→ Description of the task:
Exactly reproduce each record listed below.
━━ Record extracts
PR #1749, opened 2026-09-02
Update for architecture docs on utils

MyPyDavid:
Minor update to docs on utils. 

This was too strict I think "must not depend on anything inside the module."

Maybe discuss still? 
> Utility functions that depend on models defined in the same module are placed in special files, e.g. `process.py`.

### DIFF
--- a/ARCHITECTURE.md
+++ b/ARCHITECTURE.md
@@ -113,10 +113,12 @@ The modules directly depend on each other (e.g. by importing classes or function
 
 Besides those dependencies:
━━━━
→ Solution for this task:
PR #1749, opened 2026-09-02
Update for architecture docs on utils

MyPyDavid:
Minor update to docs on utils. 

This was too strict I think "must not depend on anything inside the module."

Maybe discuss still? 
> Utility functions that depend on models defined in the same module are placed in special files, e.g. `process.py`.

### DIFF
--- a/ARCHITECTURE.md
+++ b/ARCHITECTURE.md
@@ -113,10 +113,12 @@ The modules directly depend on each other (e.g. by importing classes or function
 
 Besides those dependencies:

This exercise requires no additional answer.